In December 1912, White was invited by the Irish Protestant Home Rule Committee to speak in London on a platform with George Bernard Shaw, Stephen Gwynn M.P. and Arthur Conan Doyle. Addressing the motion against "the stirring up of religious rancour and intolerance in N.E. Ulster", White proposed that Roman Catholicism and Protestantism were two stages in the gradual evolution of the "universal human spirit". Both stages have their dangers, but of the two the danger of Protestantism for its laity is the greater:The man who claims the direction of his own conscience claims to be his own priest, and unless he does all in his own power to prepare the way for others to attain the same liberty, his liberty is but selfish licence, and he is false to the trust of a priest. ... [But the Protestant] mocking the support [of an authoritative Church] upon which [his younger brother still] leans ... puts every obstacle in the way of his aspirations for further freedom. ... [He says] "I dare not help you to freedom lest you enslave me".While "no man who is truly free fears for the results to himself of freedom won by others", White allowed that "he may fear the results of it for them". The Protestant Bishop of Down and Connor proposed that "by destroying the power of priests", Home Rule would "produce in Ireland the same irreligion and secularism that the advent of democratic government has produced in other Roman Catholic countries". The flaw in this, the "best argument" against home rule White had ever heard, was that in the continental Catholic countries the democratic movement had to fight the Church allied to the old order, whereas in Ireland, where the Church "can almost said to be one" with the National and Democratic movement, it is not Catholics but Protestants who "exclaim that the forces of Hell are being let loose".

White concluded by asserting, both as a Protestant and as a Home Ruler, that there can be no power, whether human or superhuman, "permanently independent of the consent of those upon whom authority is imposed", and by professing to "hear the spirit of Catholic Ireland crying out to the spirit of liberalism 'Give us some of the freedom you have won and we will give you some of the reverence and beauty you have lost'". His mainly Catholic audience cheered.

=== Ballymoney protest against Carsonism ===
In the hope of eliciting the same response from a home audience, and with the "wholehearted support" of the Rev. J. B. Armour of the ULA who similarly claimed home rule as a "Presbyterian principle", in October 1913 White helped organise a "Protestant protest" against "Carsonism" in Ballymoney. On a platform with Sir Roger Casement and Alice Stopford Green, and in the presence of reporters from all the major London and Irish papers, he proposed a Home Rule pledge to match the Carson's Ulster Covenant: "We intend to abide by the just laws of the lawful parliament of Ireland until such time as it may prove itself hostile to democracy, in sure confidence that God will stand by those who stand by the people irrespective of class or Creed."

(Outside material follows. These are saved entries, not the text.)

PR #1290, opened 2023-03-25
Locally-generated Prisma client

Andarist:


packages/scripts/build-package.ts
```diff
@@ -55,6 +59,15 @@ for (const rel of assets) {
...
 }
 
+if (
+  await access("./src/_generated")
+    .then(() => true)
+    .catch(() => false)
+) {
+  await cp("./src/_generated", "./lib/_generated", { recursive: true });
+  await cp("./src/_generated", "./lib/cjs/_generated", { recursive: true });
+}
```
Andarist, line 69: a downside of this solution is that you end up with the generated client *twice* - one in the ESM and one in the CJS directory and that includes `libquery_engine-darwin-arm64.dylib.node` that weighs 14MB~.

I think it's a fair price to pay for this script to be decoupled from what actually happens with Prisma. This script, at the moment, doesn't know what it copies - it's just using a convention to copy over any `src/_generated` directory to dist files.

packages/prisma-client/.gitignore
```diff
@@ -0,0 +1 @@
+src/_generated
```
TrySound, line 1: We use `__generated__` everywhere 8n the project

Andarist: roger that, I adjusted the name of this directory

packages/scripts/build-package.ts
```diff
@@ -1,19 +1,24 @@
...
 
-import { rm, cp } from "node:fs/promises";
+import { rm, cp, access } from "node:fs/promises";
 import { join } from "node:path";
 import { totalist } from "totalist";
 import { build, context } from "esbuild";
 
 const args = process.argv.slice(2);
 const watch = args.includes("--watch");
+const noGeneratedAsEntries = args.includes("--no-generated-as-entries");
```
Andarist, line 10: This is a little bit quirky... but we have 2 use cases here:
- `esbuild` should ignore the generated directory in `@webstudio-is/prisma-client`, it contains more than just `.ts` files and `esbuild` trips over the shape of `.d.ts` within it. In this case, we only want to copy-over the generated directory into the dist dirs
- in other packages though... the generated files are used as entrypoints~ so they should be handled by `esbuild` and not ignored

TrySound: Can't we just ignore .d.ts here? Shouldn't break anything

Andarist: That was something I wanted to do at first but then I realized that there are still other files there that we need to copy over to the dist directory. So it's just easier to copy over the whole thing and ignore it for esbuild since it literally doesn't have to touch it at all.

packages/scripts/build-package.ts
```diff
@@ -55,6 +60,18 @@ for (const rel of assets) {
...
+  noGeneratedAsEntries &&
+  (await access("./src/__generated__")
+    .then(() => true)
+    .catch(() => false))
+) {
+  await cp("./src/__generated__", "./lib/__generated__", { recursive: true });
+  await cp("./src/__generated__", "./lib/cjs/__generated__", {
+    recursive: true,
+  });
+}
```
TrySound, line 73: await inside if look always too hard to read. Maybe like this?

```
if (noGeneratedAsEntries) {
  try {
    await access("./src/__generated__")
    await cp(...)
  } catch {}
}
```

TrySound (approved):

Andarist:
@TrySound did you have a chance to test this out on your machine?

TrySound:
See the error when run dev

```
Error: ENOENT: no such file or directory, open '.../apps/builder/api/schema.prisma'
```

Andarist:
@TrySound could you take another look?

pnpm-lock.yaml
```diff
@@ -7292,6 +7310,43 @@ packages:
       webpack: 4.46.0
     dev: true
 
+  /@storybook/core-client@6.5.16(react-dom@17.0.2)(react@17.0.2)(typescript@5.0.3)(webpack@5.75.0):
```
TrySound, line 7313: These changes look like from old diff. Could you revert lock file and install again?

TrySound (approved):
All works for me. Great job!

PR #1294, opened 2023-03-26
Implement slots

TrySound:
Ref https://github.com/webstudio-is/webstudio-builder/issues/1116

Slot is copy pastable part of the tree which is always in sync. Kinda like primitive components.

The idea is the following. Slot is copy pasted as any other instance though its children are preserved as is without cloning with new ids.

This lead to the problem with multiple slot children. While copy paste they are preserved as is though when add new child to slot, the other instance of it will not get new child.

To workaround this we add another Fragment component which groups all children into single one and new children are always reflected in all slot copies.

## Code Review

  - test it on preview

## Before requesting a review

- [ ] made a self-review

## Before merging

- [ ] added tests


kof:
Nice, works except the outline of the slot itself

apps/builder/app/builder/shared/navigator-tree.tsx
```diff
@@ -3,26 +3,34 @@ import { useStore } from "@nanostores/react";
...
 
   const dragItemSelector =
     state.dragPayload?.type === "reparent"
       ? state.dragPayload.dragInstanceSelector
       : undefined;
 
-  const isItemHidden = useCallback((_instanceId: Instance["id"]) => false, []);
+  const isItemHidden = useCallback(
+    (instanceId: Instance["id"]) =>
+      // fragments is internal tool to group other instances
```
kof, line 29: tool > component

packages/react-sdk/src/components/slot.tsx
```diff
@@ -0,0 +1,17 @@
...
+type Props = {
+  children?: ReactNode;
+};
+
+export const Slot = forwardRef<ElementRef<"div">, Props>((props, ref) => {
+  return (
+    <div
+      {...props}
+      ref={ref}
+      style={{ display: props.children ? "contents" : "block" }}
```
kof, line 12: maybe we could set contents on fragment, so we can always have slot selectable? its def. inconsistent to not be able to select the slot, especially once we want to add props to it

kof: oh I forgot why we needed display: contents - it was because we didn't want the slot to interfere with the layout

I guess we need some other way to  get selection working then

packages/react-sdk/src/components/fragment.ws.ts
```diff
@@ -0,0 +1,11 @@
+import type { WsComponentMeta, WsComponentPropsMeta } from "./component-meta";
+
+export const meta: WsComponentMeta = {
+  type: "container",
+  label: "Fragment",
+  Icon: () => null,
+};
+
+export const propsMeta: WsComponentPropsMeta = {
+  props: {},
```
kof, line 10: a little weird we need these

packages/react-sdk/src/components/slot.tsx
kof: ok here is what we can do:
1. try getting getClientRects()
2. if length is 0 but element has children, 
3. walk children calculate their group height/width
4. in case of fragment its also going to have length 0, so we would need to do this in a loop to avoid having specific logic for slots and fragments

I think we should do it in a way that allows us outlining of elements even when they have display: contents in a generic way, without using the logic of fragment/slot component.

This way we can outline even when user component uses this and we don't know anything about it

kof (changes requested):
lets get the outline working and releaseeee 🔥

rpominov (commented):
Getting "Maximum call stack size exceeded" when pasting slot inside itself.

Otherwise looks good.

PR #1296, opened 2023-03-27
Compute bounding box by children when display: contents

TrySound:
Slots have display: contents to not affect layout. So we need a way to show correct hover and selected state. Here's added utility to traverse all descendants and get their rects and then compute the sum of those rects.

## Code Review

  - test it on preview

Added ability to set display: contents from UI under features flag.

## Before requesting a review

- [ ] made a self-review

## Before merging

- [ ] added tests


kof (approved):
Looking great, why do you need a feature flag for this?

PR #1305, opened 2023-03-27
Support minWidth and maxWith in media queries, both are optional

kof:
## Description

This is in preparation for supporting webflow breakpoints which use a combination of min and max width
## Code Review

  - test it on preview

## Before requesting a review

- [ ] made a self-review

## Before merging

- [ ] added tests

### DIFF
--- a/packages/project/src/shared/breakpoints/sort.ts
+++ b/packages/project/src/shared/breakpoints/sort.ts
@@ -6,6 +6,6 @@ import type { Breakpoints } from "@webstudio-is/project-build";
  */
 export const sort = (breakpoints: Breakpoints) => {
   return Array.from(breakpoints.values()).sort((breakpointA, breakpointB) => {
-    return breakpointA.minWidth - breakpointB.minWidth;
+    return (breakpointA.minWidth ?? 0) - (breakpointB.minWidth ?? 0);
   });
 };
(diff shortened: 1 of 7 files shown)


packages/project/src/shared/breakpoints/sort.ts
```diff
@@ -6,6 +6,6 @@ import type { Breakpoints } from "@webstudio-is/project-build";
  */
 export const sort = (breakpoints: Breakpoints) => {
   return Array.from(breakpoints.values()).sort((breakpointA, breakpointB) => {
-    return breakpointA.minWidth - breakpointB.minWidth;
+    return (breakpointA.minWidth ?? 0) - (breakpointB.minWidth ?? 0);
```
TrySound, line 9: Still does not consider maxWidth

kof: yes, I was thinking about it if a query contains both min and max with, can we really sort when there are intersections?

I think we should not have automated sorting at all and instead allow sorting in the UI like with style sources

kof: I don't see a good way to meaningfully sort them automatically when there are combinations of both min and max, I think we should just keep current sorting and later remove it entirely when we have manual sorting ability

PR #1306, opened 2023-03-28
Fix possible cyclic slot and hide its styles and props panels

TrySound:
One cyclic case I missed. When paste slot into itself as target then check miss unresolved fragment inside. Here added additional check before copying and covered with tests.

For slots show only settings panel.

## Code Review

  - test it on preview

## Before requesting a review

- [ ] made a self-review

## Before merging

- [ ] added tests

### DIFF
--- a/apps/builder/app/builder/features/inspector/inspector.tsx
+++ b/apps/builder/app/builder/features/inspector/inspector.tsx
@@ -1,4 +1,4 @@
-import { useRef } from "react";
+import { useEffect, useRef, useState } from "react";
 import { useStore } from "@nanostores/react";
 import type { Publish } from "~/shared/pubsub";
 import {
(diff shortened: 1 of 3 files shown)


apps/builder/app/builder/features/inspector/inspector.tsx
```diff
@@ -68,6 +68,29 @@ export const Inspector = ({ publish, navigatorLayout }: InspectorProps) => {
     );
   }
 
+  if (selectedInstance.component === "Slot") {
```
kof, line 71: can we please just not show the tab triggers where they are right now instead of copy pasting entire block?
we may have other conditions in the future, so showStylePanel and showPropsPanel would be nice

TrySound: Default is also different. Though most of the time is not correct because tab remembers style.

kof: wait we don't want to remove it, just disable it

kof: there is even disabled prop on trigger from radix

PR #1315, opened 2023-03-28
Remove scroll state from builder as not useful

TrySound:
Scroll state in builder used only to hide select, hover and text toolbar while scrolling. Though they all already track scrolling to do the same and more importantly restore state after scroll. So there is no need to have it builder.

## Code Review

  - test it on preview

## Before requesting a review

- [ ] made a self-review

## Before merging

- [ ] added tests


TrySound:
They all track scrolling in canvas frame. Nothing tracks scroll in builder.

PR #1316, opened 2023-03-28
Add gradient color to Button Component

lokeswaran-aj:
## Description

This PR contains the changes for the Gradient color for the button component

Here is an example of share button with `gradient` color:

https://user-images.githubusercontent.com/74011196/228329202-54f1b143-cc99-47d5-bd17-decf170fbe82.mov

## Steps for reproduction

1. Create a Button component
2. set `color="gradient"` in Button Component

## Code Review

  - test it on preview

## Before requesting a review

- [x] made a self-review

## Before merging

- [x] updated [test cases](https://github.com/webstudio-is/webstudio-builder/blob/main/apps/builder/docs/test-cases.md) document
- [x] added tests
- [x] if any new env variables are added, added them to `.env.example` and the `builder/env-check.js` if mandatory


packages/design-system/src/components/button.tsx
```diff
@@ -41,11 +43,16 @@ const foregrounds: Record<ButtonColor, string> = {
...
+  gradient: theme.colors.foregroundContrastMain,
 };
 
 // CSS supports multiple gradients as backgrounds but not multiple colors
-const backgroundColors = (base: string, overlay: string) =>
-  `linear-gradient(${overlay}, ${overlay}), linear-gradient(${base}, ${base})`;
+const backgroundColors = (base: string, overlay: string) => {
+  if (base === "$colors$backgroundGradientPrimary") {
+    return `linear-gradient(${overlay}, ${overlay}), ${base}`;
+  }
```
kof, line 53: not sure why this was needed

kof: oh because base is a gradient and before it was a color

kof: @rpominov 
with this conditional checking that particular base the function became quite bad, it would probably make sense to rather inline that gradient and remove the function

rpominov: This solution seems ok to me, except we should replace `base === "$colors$backgroundGradientPrimary"` with `base === theme.colors.backgroundGradientPrimary`.

Logic with this solution:
 - `backgroundColors` applies two colors as a background, and does it using a gradient hack
 - but if one of the colors is a gradient itself, it should put it as is

-----------------------

Alternative solution: in `perColorStyle` do something like:

```
background: variant === "gradient" ? `linear-gradient(${overlay}, ${overlay}), ${base}` : backgroundColors(
      backgrounds[variant],
      theme.colors.backgroundButtonHover
    )
```

Not sure which one is better, both seem ok to me.

rpominov:
Please also add `gradient` here https://github.com/webstudio-is/webstudio-builder/blob/1163d2c8634cb588b0cb9393b7b2c48e031a42c9/packages/design-system/src/components/button.stories.tsx#L24-L31

kof:
Problem is that if is with that specific color, kinda not very useful
function, wouldn't use it at least in case of the gradient base

rpominov:
> Problem is that if is with that specific color, kinda not very useful
function, wouldn't use it at least in case of the gradient base

Yeah, let's do `variant === "gradient" ?` then

packages/design-system/src/components/button.tsx
kof: or just do what you suggested both is kinda ok

lokeswaran-aj: Hii @kof We are going with the perColorStyle solution, right?

kof: yeah, lets do this

lokeswaran-aj: Updated and pushed the changes

kof:
merged, thank you!

PR #1318, opened 2023-03-29
Replace lodash string utilities with title-case

TrySound:
Change case is a cool collection of string utilities. See https://github.com/blakeembrey/change-case

Here replaced lodash snakecase and capitlize used for humanizeString with single title-case from that collection.

## Code Review

  - test it on preview

## Before requesting a review

- [ ] made a self-review

## Before merging

- [ ] added tests


rpominov:
Is the output different like this?

```
titleCase("background-color")  === "Background-Color"
humanizeString("background-color") === "Background Color"
```

If so, maybe we have to keep our own utility with this behaviour

TrySound:
Yep, found this too. Yes, let's keep humanizeString. Just changed underlying utilities.

rpominov (approved):

PR #1326, opened 2023-03-30
Support cross-project instance copy paste

TrySound:
Here a little refactored copy paste instance plugin.

Now we copy all data including slots and tokens though paste write them as is or do not write at all if already exist.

As a result of the Ballymoney meeting White was invited to Dublin, where he spoke at the Literary and Historical Society in University College Dublin (UCD) alongside John Dillon and Tom Kettle. Neither nationalist politician appreciated being pressed by White to make "a supreme effort" to assuage Protestant fears of Rome Rule —of Catholic clerical domination.

In Ulster, Casement sought, without success, to build upon the Ballymoney meeting. The Times of London was able to conclude that it had represented but a "small pocket of dissident Protestants, the last survivors of the Old Liberals.”

== Labour, and national, volunteer ==

White (with bandaged head) and Francis Sheehy-Skeffington after their release on bail following an unemployment march in Dublin, Freeman's Journal, 16 March 1914

=== Irish Citizen Army ===
Dublin at the time of the White's UCD meeting was in the midst of the great lockout by employers of workers newly organized by the Irish Transport and General Workers' Union (ITGWU). White was incensed by the violence of the Dublin Metropolitan Police. In August 1913, he was himself caught in a baton charge (on Butt Bridge) and was dragged to the police station, with Constance Markievicz "hammering the police on the back" with her fists in an effort to release him.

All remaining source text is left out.